Bu sefer susup tekrar hırlamaya başladığında ayağa kalkıp yavaşça mutfağın önüne yürüdüm.
Love arkamdan gelip ilerlememem için  bacağımı yavaşça ısırıp tekrar hırladığında eğilip kafasını okşadım.

"Sorun yok"

Kapının önünde durup elimi içeri uzatıp ışığı bulduğumda etraf aydınlandı.

Görüş alanıma giren Legoyla elimi kalbimin üzerine koyup nefesimi verdim.

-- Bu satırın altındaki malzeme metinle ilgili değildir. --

PR #932, opened 2023-08-07
Fix integration/test_application.test_action

cderici:
#### Description

This fixes an issue (we see [in the nightly build](https://github.com/cderici/python-libjuju/actions/runs/5779670269/job/15662283086#step:8:334)) with the `test_action` integration test that's seemingly caused by the percona-cluster cham (no code about the `get_actions` has changed in the pylibjuju side). In this PR we just change that to the `mysql` charm to have this test pass again.

#### QA Steps

```
tox -e integration -- tests/integration/test_application.py::test_action
```

### DIFF
--- a/tests/integration/test_application.py
+++ b/tests/integration/test_application.py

"Ne yapıyorsun orada? Gel buraya çabuk"

Lego tezgahtan atlayıp yanıma geldiğinde kucağıma alıp lambayı kapattım.

Legonun kafasını okşayıp arkamı döndüğümde önümden geçen karartıyla yerimde dona kaldım.
Az önce arkamda hissettiğim rüzgar bu seferde saçlarımı uçuşturduğunda Love gözlerini salonun çeşitli yerlerinde dolaştırarak tekrar yüksek sesle havlamaya başladı.

Ellerim gevşeyip Lego kucağımdan düştüğünde elim korkudan hızlanan kalbime gitti. Biraz kendime gelip gözlerimi kırpıştararak etrafa bakıldığımda salonda yine kimse yoktu.

Bir süre daha yerimde durup merdivenlere yöneldiğimde Luca ve Leo yanımdan koşup önden ilerideki kapısı açık olan odama girdi. Love hala hırlayarak arkamdan gelirken odanın kapısından Lili ve Louis çıktı.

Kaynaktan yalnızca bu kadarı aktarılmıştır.